▶

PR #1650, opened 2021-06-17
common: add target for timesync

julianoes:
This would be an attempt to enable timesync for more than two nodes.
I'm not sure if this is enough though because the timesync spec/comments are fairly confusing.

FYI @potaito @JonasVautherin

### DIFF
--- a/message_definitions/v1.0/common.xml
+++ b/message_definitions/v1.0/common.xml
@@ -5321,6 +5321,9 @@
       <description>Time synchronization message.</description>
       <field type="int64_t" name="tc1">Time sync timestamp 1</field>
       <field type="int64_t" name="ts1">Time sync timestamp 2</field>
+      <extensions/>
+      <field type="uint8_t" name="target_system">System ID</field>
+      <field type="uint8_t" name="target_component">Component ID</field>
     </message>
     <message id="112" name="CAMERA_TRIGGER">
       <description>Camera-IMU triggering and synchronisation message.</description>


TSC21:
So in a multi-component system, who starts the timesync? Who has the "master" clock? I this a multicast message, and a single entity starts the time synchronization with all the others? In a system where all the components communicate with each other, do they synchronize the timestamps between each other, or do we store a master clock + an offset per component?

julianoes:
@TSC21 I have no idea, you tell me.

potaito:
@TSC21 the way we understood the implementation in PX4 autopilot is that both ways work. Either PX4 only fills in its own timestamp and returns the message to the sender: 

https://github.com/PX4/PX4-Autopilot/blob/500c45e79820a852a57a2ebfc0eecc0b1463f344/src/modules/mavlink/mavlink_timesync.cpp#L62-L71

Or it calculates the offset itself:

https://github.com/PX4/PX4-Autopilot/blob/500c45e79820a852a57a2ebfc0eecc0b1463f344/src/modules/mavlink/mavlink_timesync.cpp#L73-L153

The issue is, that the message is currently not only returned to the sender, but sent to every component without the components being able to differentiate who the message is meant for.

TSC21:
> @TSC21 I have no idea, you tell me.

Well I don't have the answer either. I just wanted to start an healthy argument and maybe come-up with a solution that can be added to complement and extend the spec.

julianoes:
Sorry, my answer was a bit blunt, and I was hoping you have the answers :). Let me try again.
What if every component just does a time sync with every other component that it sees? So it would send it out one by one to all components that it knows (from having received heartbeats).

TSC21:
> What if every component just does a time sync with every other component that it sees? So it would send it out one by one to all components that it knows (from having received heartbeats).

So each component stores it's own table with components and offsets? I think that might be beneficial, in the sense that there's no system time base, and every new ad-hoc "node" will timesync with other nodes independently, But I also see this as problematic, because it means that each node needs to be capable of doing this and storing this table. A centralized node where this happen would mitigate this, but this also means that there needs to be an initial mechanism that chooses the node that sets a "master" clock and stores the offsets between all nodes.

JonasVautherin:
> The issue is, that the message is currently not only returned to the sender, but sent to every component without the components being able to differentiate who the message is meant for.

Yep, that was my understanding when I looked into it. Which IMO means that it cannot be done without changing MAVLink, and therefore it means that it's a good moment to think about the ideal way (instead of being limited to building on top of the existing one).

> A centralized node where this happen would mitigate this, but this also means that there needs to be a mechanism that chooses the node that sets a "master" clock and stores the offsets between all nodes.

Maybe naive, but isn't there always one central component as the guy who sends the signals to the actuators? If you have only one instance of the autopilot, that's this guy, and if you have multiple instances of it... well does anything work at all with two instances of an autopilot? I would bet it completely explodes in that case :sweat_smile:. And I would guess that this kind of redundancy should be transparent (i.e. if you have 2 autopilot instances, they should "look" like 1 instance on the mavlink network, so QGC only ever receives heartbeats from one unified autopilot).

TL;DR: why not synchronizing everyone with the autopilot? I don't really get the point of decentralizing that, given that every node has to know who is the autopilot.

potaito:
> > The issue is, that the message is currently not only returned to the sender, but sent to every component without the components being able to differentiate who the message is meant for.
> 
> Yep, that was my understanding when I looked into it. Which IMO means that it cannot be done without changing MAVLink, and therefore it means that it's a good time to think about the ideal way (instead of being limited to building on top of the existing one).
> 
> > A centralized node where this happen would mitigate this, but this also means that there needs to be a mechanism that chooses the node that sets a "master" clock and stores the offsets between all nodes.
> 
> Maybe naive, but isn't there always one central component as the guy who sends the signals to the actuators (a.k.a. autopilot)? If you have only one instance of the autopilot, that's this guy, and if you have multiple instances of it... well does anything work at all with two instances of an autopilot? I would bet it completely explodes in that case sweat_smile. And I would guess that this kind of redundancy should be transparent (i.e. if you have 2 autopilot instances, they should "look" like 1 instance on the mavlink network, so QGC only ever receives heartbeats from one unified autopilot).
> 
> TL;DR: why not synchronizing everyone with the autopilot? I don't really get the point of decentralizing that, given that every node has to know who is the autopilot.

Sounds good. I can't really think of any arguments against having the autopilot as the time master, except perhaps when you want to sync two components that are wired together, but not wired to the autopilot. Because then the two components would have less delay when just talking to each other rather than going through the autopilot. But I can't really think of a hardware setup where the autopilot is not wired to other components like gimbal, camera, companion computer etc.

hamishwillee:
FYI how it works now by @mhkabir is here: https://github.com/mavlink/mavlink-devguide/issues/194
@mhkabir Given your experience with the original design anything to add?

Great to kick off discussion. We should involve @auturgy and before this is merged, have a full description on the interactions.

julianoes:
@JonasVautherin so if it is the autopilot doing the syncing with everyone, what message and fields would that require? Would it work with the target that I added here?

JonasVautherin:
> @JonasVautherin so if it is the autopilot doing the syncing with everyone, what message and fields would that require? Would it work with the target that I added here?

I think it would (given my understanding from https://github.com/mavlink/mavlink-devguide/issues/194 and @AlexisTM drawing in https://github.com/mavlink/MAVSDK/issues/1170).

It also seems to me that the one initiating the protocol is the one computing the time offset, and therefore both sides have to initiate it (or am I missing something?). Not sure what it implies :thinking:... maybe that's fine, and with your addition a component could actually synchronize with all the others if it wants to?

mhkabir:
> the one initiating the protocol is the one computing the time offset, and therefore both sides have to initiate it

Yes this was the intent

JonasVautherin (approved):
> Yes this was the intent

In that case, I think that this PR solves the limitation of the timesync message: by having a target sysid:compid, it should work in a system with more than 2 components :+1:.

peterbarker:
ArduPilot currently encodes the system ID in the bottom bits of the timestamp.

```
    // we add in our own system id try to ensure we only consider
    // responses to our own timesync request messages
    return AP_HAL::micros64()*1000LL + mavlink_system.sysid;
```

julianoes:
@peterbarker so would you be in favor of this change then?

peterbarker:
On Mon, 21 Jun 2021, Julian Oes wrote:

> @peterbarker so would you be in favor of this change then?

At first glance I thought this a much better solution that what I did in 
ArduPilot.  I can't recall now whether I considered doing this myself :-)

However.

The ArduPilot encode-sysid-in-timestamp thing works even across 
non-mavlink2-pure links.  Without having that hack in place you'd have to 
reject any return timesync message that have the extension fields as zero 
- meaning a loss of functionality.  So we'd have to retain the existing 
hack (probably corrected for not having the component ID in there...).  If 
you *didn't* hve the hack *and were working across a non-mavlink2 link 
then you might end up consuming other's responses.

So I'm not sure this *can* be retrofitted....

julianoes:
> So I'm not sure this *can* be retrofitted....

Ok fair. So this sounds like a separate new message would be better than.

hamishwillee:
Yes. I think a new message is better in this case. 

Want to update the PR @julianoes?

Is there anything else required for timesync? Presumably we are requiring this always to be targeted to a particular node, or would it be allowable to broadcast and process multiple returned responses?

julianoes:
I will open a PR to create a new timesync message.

◀

**ASSIGNMENT**
Copy only the lines in the listing that contain "spec".

**FINAL ANSWER**
I'm not sure if this is enough though because the timesync spec/comments are fairly confusing.
Well I don't have the answer either. I just wanted to start an healthy argument and maybe come-up with a solution that can be added to complement and extend the spec.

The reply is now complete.